Now I would like to show you my final bachelor's piece called "Deep Contemplation" composed in 2010. It was performed by St. Christopher Chamber Orchestra. I hope you will find free 13 minutes to listen  Please say a few words :tiphat:

Regards
Mantas Savickis


----------



## Sanctus Petrus

I think no one of those who had to judge this piece ever doubted to attribute your degree.
In fact I doubt if any of them are capable of writing such coherent, musical, and expressive stuff, in a modern language, though always pleasing and accessible for almost any1.


----------



## Saul_Dzorelashvili

*A general thought about this piece:*

Extremely mysterious start a prelude to something great, I was visualizing some kind of remote location in an American natural landscape where native Americans sit down and contemplate their natural surrounding, almost sounding like meditation. So in that aspect its a wonderful achievement.

*A more detailed impression on the piece:*

I thought that the piece lags behind and things just don't pick up or evolve quick enough, and that generates boredom.

*Opinion to remedy this :*

Try to get more agitation, or conflict within the piece, preferably early in the piece, that can be achieved by more colorful modulation and harmony.

Regards,

Saul


----------



## Jean Christophe Paré

Don't be so impatient, Saul.


----------



## Rasa

A lovely work. You are truly a composer.



Saul_Dzorelashvili said:


> Try to get more agitation, or conflict within the piece, preferably early in the piece, that can be achieved by more colorful modulation and harmony.
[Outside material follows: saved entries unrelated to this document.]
PR #65, opened 2024-02-20
Added Styling for Readonly View of Forms

ruben-bottu:
image

### DIFF
--- a/app/components/form/instance.hbs
+++ b/app/components/form/instance.hbs
@@ -15,7 +15,7 @@
             @forceShowErrors={{true}}
             @useNewListingLayout={{true}}
             @level={{2}}
-            class="au-u-max-width-medium"
+            class="au-u-max-width-medium {{if this.isEditable '' 'disabled'}}"
           />
           {{yield}}
         </section>
--- a/app/components/form/instance.hbs
+++ b/app/components/form/instance.hbs
@@ -15,7 +15,7 @@
             @forceShowErrors={{true}}
             @useNewListingLayout={{true}}
             @level={{2}}
-            class="au-u-max-width-medium {{if this.isEditable '' 'disabled'}}"
+            class="au-u-max-width-medium {{unless this.isEditable 'disabled'}}"
           />
           {{yield}}
         </section>
--- a/app/styles/_shame.scss
+++ b/app/styles/_shame.scss
@@ -148,15 +148,8 @@
   display: none;
 }
 
-.disabled
-  .is-disabled
-  .au-c-toggle-switch__input:checked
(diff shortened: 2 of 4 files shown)


app/components/form/instance.hbs
```diff
@@ -15,7 +15,7 @@
             @forceShowErrors={{true}}
             @useNewListingLayout={{true}}
             @level={{2}}
-            class="au-u-max-width-medium"
+            class="au-u-max-width-medium {{if this.isEditable '' 'disabled'}}"
```
bfidlers, line 18: I find this ternary if here a bit confusing and it doesn't seem necessary, I would suggest using 
`{{unless this.isEditable 'disabled'}}`

app/templates/organen/orgaan.hbs
```diff
@@ -20,15 +20,20 @@
...
+  />
+
+  <div class="au-o-layout">
+    <AuButton
+      class="au-u-margin-bottom"
+      @skin="secondary"
+      {{on "click" this.edit}}
+    >Pas aan</AuButton>
 
-<AuToolbar @border="top" @size="large" as |Group|>
```
bfidlers, line 29: Why did you remove the toolbar here, seems like a good practice to use those?

app/styles/_shame.scss
bfidlers, line 1: We will probably need to review these rules when we use disabled forms with other fields, but looks good for now.

bfidlers (approved):
Few comments, but otherwise looks okay.

app/components/form/instance.hbs
ruben-bottu: Oh didn't know you could do that, thanks!

app/templates/organen/orgaan.hbs
ruben-bottu: Because we wanted to make the "Pas aan" look inline with the form. It might be strange to have it in the toolbar as well no?

ruben-bottu: And karel wanted the todo to be directly under the form

app/styles/_shame.scss
```diff
@@ -127,3 +127,31 @@
...
+  background-color: transparent;
+  color: black;
+  border: transparent;
+  padding-left: 0;
+}
+
+.disabled .ember-power-select-trigger[aria-disabled="true"] {
+  background-color: transparent;
+  border: transparent;
+  padding-left: 0 !important;
```
ruben-bottu, line 144: This !important is sadly necessary, because it is also !important in ember-submission-form-fields

bfidlers (approved):

PR #66, opened 2024-02-21
Moved Container Styling Out Of instance and new-instance Components

ruben-bottu:
Moved au-c-main-container and other padding and margin styling to outside the instance and new-instance component.
image


Rahien (approved):
awesome!

PR #67, opened 2024-02-21
LMB-169 mandataris table

bfidlers:
Cleaned up and now with search and everything.

See below an example of the page with table, pagination, search and bestuursperiodenselector.
Screenshot 2024-02-21 at 15 51 15

### DIFF
--- a/app/controllers/organen/orgaan/mandatarissen.js
+++ b/app/controllers/organen/orgaan/mandatarissen.js
@@ -27,9 +27,8 @@ export default class OrganenMandatarissenController extends Controller {
     const queryParams = {
       page: 0,
       startDate: period.startDate,
+      endDate: period.endDate,
     };
-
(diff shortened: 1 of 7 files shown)


app/controllers/organen/orgaan/mandatarissen.js
```diff
@@ -0,0 +1,37 @@
...
+
+  @restartableTask
+  *search(searchData) {
+    yield timeout(SEARCH_TIMEOUT);
+    this.page = 0;
+    this.filter = searchData;
+  }
+
+  @action
+  selectPeriod(period) {
```
Rahien, line 26: for now this is enough, but i think this is supposed to be in the orgaan route too. That complicates things because you need to transition to the correct new (sub) route based on the one you are in right now. Not sure how easy -> new story

Rahien (approved):

PR #72, opened 2024-02-23
allow edit of mandaten

Rahien:
image

note: it is currently not possible to set the value of a number input back to undefined. We do want that I believe... Created another story for this


app/templates/mandaat/edit.hbs
```diff
@@ -1,3 +1,24 @@
...
+    <Form::Instance
+      @instanceId={{this.model.instanceId}}
+      @form={{this.model.form}}
+      @onSave={{this.onSave}}
+    />
+  </div>
+</div>
 {{outlet}}
+
+<AuToolbar @border="top" @size="large" as |Group|>
```
bfidlers, line 20: Might be nice to just give this onCancel action to the form instance, than you have the two buttons next to each other. But depends on preference of course.

bfidlers (approved):
One small comment, but is more a personal preference.
Looks good otherwise.

app/templates/mandaat/edit.hbs
Rahien: fair point!

PR #74, opened 2024-02-23
Allow Creating Bestuursorganen In De Tijd (niet decretaal)

ruben-bottu:
image


app/controllers/organen/orgaan/mandatarissen.js
```diff
@@ -34,4 +34,9 @@ export default class OrganenMandatarissenController extends Controller {
       queryParams,
     });
   }
+
+  @action
+  handleAddBestuursperiodeClick() {
+    this.router.transitionTo('organen.orgaan.bestuursperiodes.new');
```
Rahien, line 40: this isn't the case anymore right?

app/templates/organen/orgaan/mandatarissen.hbs
```diff
@@ -5,6 +5,9 @@
       @selectedPeriod={{@model.selectedPeriod}}
       @onSelect={{this.selectPeriod}}
     />
+    {{#unless (await this.model.bestuursOrgaan.isDecretaal)}}
+      <BestuursperiodeNewModal @bestuursorgaan={{this.model.bestuursOrgaan}} />
```
Rahien, line 9: this looks like it always shows the modal?

app/controllers/organen/orgaan/mandatarissen.js
Rahien: the action also doesn't get called

app/templates/organen/orgaan/mandatarissen.hbs
Rahien: I get it! Your component is actually the BestuursperiodeNewButton, that opens a modal on click. Could you rename as such?

Rahien (changes requested):

PR #81, opened 2024-02-26
Ben/lmb 176 person page

bfidlers:
New person page, with to do components that will transition to different pages.
This page is linked in the mandataris search page and in the mandataris table in the orgaan page.

Screenshot 2024-02-26 at 16 18 05

Old page is still available, because some logic will need to be reintroduced, but this is in another story, if LMB-191 is done, this shall disappear.


app/templates/mandatarissen/persoon.hbs
```diff
@@ -0,0 +1,64 @@
...
+  <div class="au-o-box">
+    <AuHeading @level="3" @skin="4">
+      Huidige mandaten
+    </AuHeading>
+
+    <AuHr />
+
+    <ul class="au-c-list-vertical">
+      {{#each @model.mandatarissen as |mandataris|}}
+        {{#if mandataris.isActive}}
```
Rahien, line 23: could you reference this code in the story about adding fallbacks to these lists in the old view? LMB-189

Rahien (approved):

PR #238, opened 2017-01-30
Fixed #237 - Do not call Fragment assembler if Knot processing result…

### LINKED ISSUE #237: Form submission failed
Action Knot sets response status code to 301. It means that user should be redirected to new location - we should not futher process this request. Currently Assebler processes request and responds with error.

marcinczeczko:
Fixed #237 - Do not call Fragment assembler if Knot processing finished with response Code other than 200
- Added unit test to cover this bug

### DIFF
--- a/knotx-server/src/main/java/io/knotx/server/KnotxAssemblerHandler.java
+++ b/knotx-server/src/main/java/io/knotx/server/KnotxAssemblerHandler.java
@@ -51,28 +51,34 @@ public class KnotxAssemblerHandler implements Handler<RoutingContext> {
   public void handle(RoutingContext context) {
     KnotContext knotContext = context.get("knotContext");
 
-    assembler.processObservable(knotContext)
-        .doOnNext(this::traceMessage)
-        .subscribe(
-            ctx -> {
-              if (ctx.getClientResponse().getStatusCode() == HttpResponseStatus.OK.code()) {
-                sendResponse(context, ctx);
-              } else {
-                context.fail(ctx.getClientResponse().getStatusCode());
+    if (knotContext.getClientResponse().getStatusCode() != HttpResponseStatus.OK.code()) {
+      HttpServerResponse httpResponse = context.response();
+      writeHeaders(httpResponse, knotContext.getClientResponse());
+      httpResponse.setStatusCode(knotContext.getClientResponse().getStatusCode()).end();
+    } else {
+      assembler.processObservable(knotContext)
+          .doOnNext(this::traceMessage)
+          .subscribe(
+              ctx -> {
+                if (ctx.getClientResponse().getStatusCode() == HttpResponseStatus.OK.code()) {
+                  sendResponse(context, ctx);
+                } else {
+                  context.fail(ctx.getClientResponse().getStatusCode());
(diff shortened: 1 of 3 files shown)


knotx-server/src/main/java/io/knotx/server/KnotxAssemblerHandler.java
```diff
@@ -51,28 +51,34 @@ static KnotxAssemblerHandler create(Vertx vertx, KnotxServerConfiguration config
...
-    assembler.processObservable(knotContext)
-        .doOnNext(this::traceMessage)
-        .subscribe(
-            ctx -> {
-              if (ctx.getClientResponse().getStatusCode() == HttpResponseStatus.OK.code()) {
-                sendResponse(context, ctx);
-              } else {
-                context.fail(ctx.getClientResponse().getStatusCode());
+    if (knotContext.getClientResponse().getStatusCode() != HttpResponseStatus.OK.code()) {
+      HttpServerResponse httpResponse = context.response();
```
tomaszmichalak: Why not sendResponse() method here? We can slightly modify this method to support both cases.

knotx-server/src/main/java/io/knotx/server/KnotxAssemblerHandler.java
```diff
@@ -87,9 +93,7 @@ private void writeHeaders(final HttpServerResponse response,
                     .getAll(name)
                     .forEach(value -> response.putHeader(name, value))
         );
-  }
 
-  private void writeContentLength(final HttpServerResponse response) {
```
tomaszmichalak: Nice, this method was not needed.

knotx-server/src/main/java/io/knotx/server/KnotxAssemblerHandler.java
```diff
@@ -51,28 +51,34 @@ static KnotxAssemblerHandler create(Vertx vertx, KnotxServerConfiguration config
...
 
-    assembler.processObservable(knotContext)
-        .doOnNext(this::traceMessage)
-        .subscribe(
-            ctx -> {
-              if (ctx.getClientResponse().getStatusCode() == HttpResponseStatus.OK.code()) {
-                sendResponse(context, ctx);
-              } else {
-                context.fail(ctx.getClientResponse().getStatusCode());
+    if (knotContext.getClientResponse().getStatusCode() != HttpResponseStatus.OK.code()) {
```
tomaszmichalak: Can we extract this condition to method?

marcinczeczko: fixed

knotx-server/src/main/java/io/knotx/server/KnotxAssemblerHandler.java
marcinczeczko: fixed

knotx-server/src/main/java/io/knotx/server/KnotxAssemblerHandler.java
marcinczeczko: :)

PR #243, opened 2017-01-31
Make action knot rewrite 'Content-Type' and 'Content-Length' headers

pawelkoper:


marcinczeczko:
Could you please check if there are more occurrences of this wrong string?

tomaszmichalak:
Checked.

PR #244, opened 2017-02-01
Feature/fixed url encoding post body

marcinczeczko:
---

### DIFF
--- a/knotx-adapter/knotx-adapter-common/src/main/java/io/knotx/adapter/common/http/HttpClientFacade.java
+++ b/knotx-adapter/knotx-adapter-common/src/main/java/io/knotx/adapter/common/http/HttpClientFacade.java
@@ -20,7 +20,7 @@ package io.knotx.adapter.common.http;
 import io.knotx.adapter.common.exception.AdapterServiceContractException;
 import io.knotx.adapter.common.exception.UnsupportedServiceException;
 import io.knotx.adapter.common.placeholders.UriTransformer;
-import io.knotx.adapter.common.post.FormBodyBuilder;
+import io.knotx.adapter.common.post.UrlEncodedBodyBuilder;
 import io.knotx.dataobjects.AdapterRequest;
 import io.knotx.dataobjects.ClientRequest;
 import io.knotx.dataobjects.ClientResponse;
@@ -143,7 +143,7 @@ public class HttpClientFacade {
       filteredHeaders.names().forEach(
           headerName -> httpRequest.putHeader(headerName, filteredHeaders.get(headerName)));
       if (!serviceRequest.getFormAttributes().isEmpty()) {
-        httpRequest.end(FormBodyBuilder.encodeBody(serviceRequest.getFormAttributes()));
+        httpRequest.end(UrlEncodedBodyBuilder.encodeBody(serviceRequest.getFormAttributes()));
       } else {
         httpRequest.end();
       }
--- a/knotx-adapter/knotx-adapter-common/src/main/java/io/knotx/adapter/common/http/HttpClientFacade.java
+++ b/knotx-adapter/knotx-adapter-common/src/main/java/io/knotx/adapter/common/http/HttpClientFacade.java
@@ -143,7 +143,7 @@ public class HttpClientFacade {
       filteredHeaders.names().forEach(
           headerName -> httpRequest.putHeader(headerName, filteredHeaders.get(headerName)));
       if (!serviceRequest.getFormAttributes().isEmpty()) {
-        httpRequest.end(FormBodyBuilder.createBody(serviceRequest.getFormAttributes()));
+        httpRequest.end(FormBodyBuilder.encodeBody(serviceRequest.getFormAttributes()));
       } else {
         httpRequest.end();
       }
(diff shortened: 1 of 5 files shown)


knotx-adapter/knotx-adapter-common/src/main/java/io/knotx/adapter/common/http/HttpClientFacade.java
```diff
@@ -143,7 +143,7 @@ protected ClientRequest buildServiceRequest(ClientRequest originalRequest, JsonO
       filteredHeaders.names().forEach(
           headerName -> httpRequest.putHeader(headerName, filteredHeaders.get(headerName)));
       if (!serviceRequest.getFormAttributes().isEmpty()) {
-        httpRequest.end(FormBodyBuilder.createBody(serviceRequest.getFormAttributes()));
+        httpRequest.end(UrlEncodedBodyBuilder.encodeBody(serviceRequest.getFormAttributes()));
```
tomaszmichalak: We should check 'Content-Type' header and based on this value decide how to build the body. Default should be 'application/x-www-form-urlencoded'.

knotx-adapter/knotx-adapter-common/src/main/java/io/knotx/adapter/common/post/UrlEncodedBodyBuilder.java
```diff
@@ -0,0 +1,67 @@
...
+          sb.append('&');
+        }
+      }
+      return sb.toString();
+    }
+  }
+
+  private static String encodeComponent(String s, Charset charset) {
+    try {
+      return URLEncoder.encode(s, charset.name()).replace("+", "%20");
```
pawelkoper: I think this is wrong. URLEncoder will encode spaces to '+' sign and then you will replace it to "%20". So spaces and '+' character will be encoded to "%20". And it shuold be like that:
" " -> "+"
"+" -> "%20"

tomaszmichalak: This is reference implementation: io.netty.handler.codec.http.QueryStringEncoder.

knotx-adapter/knotx-adapter-common/src/main/java/io/knotx/adapter/common/post/UrlEncodedBodyBuilder.java
```diff
@@ -0,0 +1,67 @@
...
+
+  public static String encodeBody(final MultiMap formAttributes, Charset charset) {
+    if (formAttributes == null || formAttributes.isEmpty()) {
+      return StringUtils.EMPTY;
+    } else {
+      Iterator<Entry<String, String>> entryIt = ((io.vertx.core.MultiMap) formAttributes
+          .getDelegate())
+          .iterator();
+
+      StringBuilder sb = new StringBuilder();
```
toniedzwiedz: Can we make an educated guess as to the initial size of the buffer? It's probably going to be more than 16 characters anyway so memory allocation for the buffer will happen multiple times.

knotx-adapter/knotx-adapter-common/src/test/java/io/knotx/adapter/common/post/UrlEncodedBodyBuilderTest.java
```diff
@@ -24,37 +24,37 @@
 import org.apache.commons.lang3.StringUtils;
 import org.junit.Test;
 
-public class FormBodyBuilderTest {
+public class UrlEncodedBodyBuilderTest {
```
toniedzwiedz:
```
<disturbingMentalImage>
Imagine this has to do with body building. 
</disturbingMentalImage>
```
:)

knotx-adapter/knotx-adapter-common/src/main/java/io/knotx/adapter/common/post/UrlEncodedBodyBuilder.java
tomaszmichalak: What size do you suggest? In my opinion it could be 128 :)

toniedzwiedz: Depends on the form really. How many attributes do we usually get here?

tomaszmichalak: Depends on the client. Most forms are simple and have only few fields. So 128 looks good.

toniedzwiedz:
How does this relate to handling multipart forms? Do we support those?

knotx-adapter/knotx-adapter-common/src/main/java/io/knotx/adapter/common/post/UrlEncodedBodyBuilder.java
toniedzwiedz: @tomaszmichalak I don't mind. 128 sounds a lot more plausible than 16.

PR #254, opened 2017-02-05
Sonarqube bugfixes

Skejven:
---

### DIFF
--- a/knotx-core/src/main/java/io/knotx/adapter/AbstractAdapterProxy.java
+++ b/knotx-core/src/main/java/io/knotx/adapter/AbstractAdapterProxy.java
@@ -47,7 +47,13 @@ public abstract class AbstractAdapterProxy implements AdapterProxy {
         );
   }
 
-  private AdapterResponse getErrorResponse(Throwable error) {
+  /**
+   * Method generates error {@link AdapterResponse} in case of processing failure.
+   *
+   * @param error - error that occurred.
+   * @return - error response (e.g. with 500 status code and other info).
+   */
+  protected AdapterResponse getErrorResponse(Throwable error) {
     return new AdapterResponse().setResponse(new ClientResponse()
         .setStatusCode(HttpResponseStatus.INTERNAL_SERVER_ERROR.code())
         .setBody(Buffer.buffer(error.getMessage())));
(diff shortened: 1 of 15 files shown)


knotx-junit/src/main/java/io/knotx/junit/rule/TestVertxDeployer.java
```diff
@@ -60,9 +61,9 @@ public void evaluate() throws Throwable {
               }
               latch.countDown();
             });
-        latch.await(3, TimeUnit.SECONDS);
+        boolean await = latch.await(3, TimeUnit.SECONDS);
 
-        if (latch.getCount() != 0) {
+        if (!await || latch.getCount() != 0) {
```
toniedzwiedz: Isn't the second half of this condition superfluous?

In line 64:

    boolean await = latch.await(3, TimeUnit.SECONDS);

The `await` variable will have the value of `true` if the count has reached 0, `false` if the time elapsed but the count is not 0. Otherwise (if the thread is interrupted), it will throw an exception and the condition in the next line will not be reached.

Either way, I don't see how `(!await || latch.getCount() != 0)` could yield a different result than `!await`

knotx-mocks/src/main/java/io/knotx/mocks/adapter/MockRemoteRepositoryHandler.java
```diff
@@ -39,8 +39,7 @@
   private final JsonObject delayPerPath;
   private Set<String> textFileExtensions = Sets
```
toniedzwiedz: This probably could be made `final` or `static final`

knotx-junit/src/main/java/io/knotx/junit/rule/TestVertxDeployer.java
Skejven: Right, fixed.

knotx-mocks/src/main/java/io/knotx/mocks/adapter/MockRemoteRepositoryHandler.java
Skejven: Fixed.

knotx-core/src/main/java/io/knotx/adapter/AbstractAdapterProxy.java
```diff
@@ -42,12 +42,12 @@ public void process(AdapterRequest request, Handler<AsyncResult<AdapterResponse>
...
             error -> {
               LOGGER.error("Error happened during Adapter Request processing", error);
-              result.handle(Future.succeededFuture(getErrorResponse(request, error)));
+              result.handle(Future.succeededFuture(getErrorResponse(error)));
             }
         );
   }
 
-  protected AdapterResponse getErrorResponse(AdapterRequest request, Throwable error) {
+  private AdapterResponse getErrorResponse(Throwable error) {
```
Skejven: Fixed, added also a javadoc for this method since it may be now overridden.

PR #261, opened 2017-02-09
Feature/content extract improvement

tomaszmichalak:
---


knotx-core/pom.xml
```diff
@@ -100,6 +100,15 @@
       <groupId>uk.co.datumedge</groupId>
       <artifactId>hamcrest-json</artifactId>
     </dependency>
+    <dependency>
+      <groupId>org.hamcrest</groupId>
+      <artifactId>hamcrest-all</artifactId>
+    </dependency>
+    <dependency>
+      <groupId>org.mockito</groupId>
+      <artifactId>mockito-all</artifactId>
```
wiiitek: Mockito has `provided` scope in *knotx-junit* module.
It looks like in core module the default scope could be used (test).
Or am I wrong? Could we remove thes scope override here?
(should have)

knotx-core/src/test/java/io/knotx/fragments/FragmentContentExtractorTest.java
```diff
@@ -37,8 +42,22 @@
   public void getUnwrappedContent_withFragment_expectDefinedContent(Fragment fragment,
```
toniedzwiedz: Looking at the test input, it seems we're only testing the happy paths here. How is the class under test supposed to behave on invalid input?

knotx-knot/knotx-knot-fragment-assembler/src/test/java/io/knotx/assembler/FragmentAssemblerTest.java
```diff
@@ -67,7 +72,7 @@ public void callAssemblerWithNoSnippets_expectInternalServerError(TestContext co
   @KnotxConfiguration("test.unwrap.io.knotx.FragmentAssembler.json")
   public void callAssemblerWithEmptySnippet_expectNoContentStatus(TestContext context)
       throws Exception {
-    callAssemblerWithAssertions(context, Collections.singletonList(" "),
+    callAssemblerWithAssertions(context, Collections.singletonList(new ImmutablePair<>(Collections.singletonList(RAW), " ")),
```
toniedzwiedz: What is the role of the space being passed as a string here?

knotx-core/src/test/java/io/knotx/fragments/FragmentContentExtractorTest.java
```diff
@@ -37,8 +42,22 @@
...
       String expectedContentFileName) throws Exception {
 
-    final String expectedContent = FileReader.readText(expectedContentFileName);
+    final String expectedContent = readText(expectedContentFileName);
     final String unwrappedContent = FragmentContentExtractor.getUnwrappedContent(fragment);
     assertThat(unwrappedContent, equalToIgnoringWhiteSpace(expectedContent));
   }
+
+  @Coercion
+  public Fragment provideFragment(String fragmentContentFile) throws IOException {
```
tomaszmichalak: The problem here is connected with circular dependency between knotx-core and  knotx-junit. Can we fix this issue in new PR?

knotx-knot/knotx-knot-fragment-assembler/src/test/java/io/knotx/assembler/FragmentAssemblerTest.java
tomaszmichalak: Blank string. Fixed to StringUtils.SPACE.

knotx-core/pom.xml
tomaszmichalak: Fixed.

knotx-knot/knotx-knot-fragment-assembler/src/test/java/io/knotx/assembler/FragmentAssemblerTest.java
toniedzwiedz: @tomaszmichalak TBH, `StringUtils.SPACE` is not at all better than `" "`

It's just as meaningless in this context. I'd rather introduce a constant describing its purpose. Is it a separator?

PR #268, opened 2017-02-21
DON'T MERGE - Examples of HTML tables replacing an image

toniedzwiedz:
Do not merge!!!
This is just a demonstration.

More modulation and harmony in a piece that isn't written harmonically?


----------



## Sanctus Petrus

Saul_Dzorelashvili said:


> *A general thought about this piece:*
> 
> Extremely mysterious start a prelude to something great, I was visualizing some kind of remote location in an American natural landscape where native Americans sit down and contemplate their natural surrounding, almost sounding like meditation. So in that aspect its a wonderful achievement.
> 
> *A more detailed impression on the piece:*
> 
> I thought that the piece lags behind and things just don't pick up or evolve quick enough, and that generates boredom.
> 
> *Opinion to remedy this :*
> 
> Try to get more agitation, or conflict within the piece, preferably early in the piece, that can be achieved by more colorful modulation and harmony.
> 
> Regards,
> 
> Saul


Saul,

What composition are you commenting upon?
I'm sure you did not want to say this about the above piece...


----------



## Saul_Dzorelashvili

Its about the above piece indeed.


----------



## ScipioAfricanus

I don't like it, but I will say that it is well composed. Don't worry I say the same thing for Brahms Double Concerto.


----------



## Vehemence

I'm sorry, but I do not like this whole impressionist movement among contemporary composers. It's all very articulate and metaphorical, but it's just not fun. I know what some of you are thinking, "You just don't understand the difficulty of composing a piece like this so you can't appreciate it." While this may be true, it deviates away from what I think music is all about-entertainment.

This piece is kind of like a great painting or a lovely poem. While they may be very striking and have great attention to detail, you would have a tough time finding someone who would use the adjective "entertaining" to describe either of these.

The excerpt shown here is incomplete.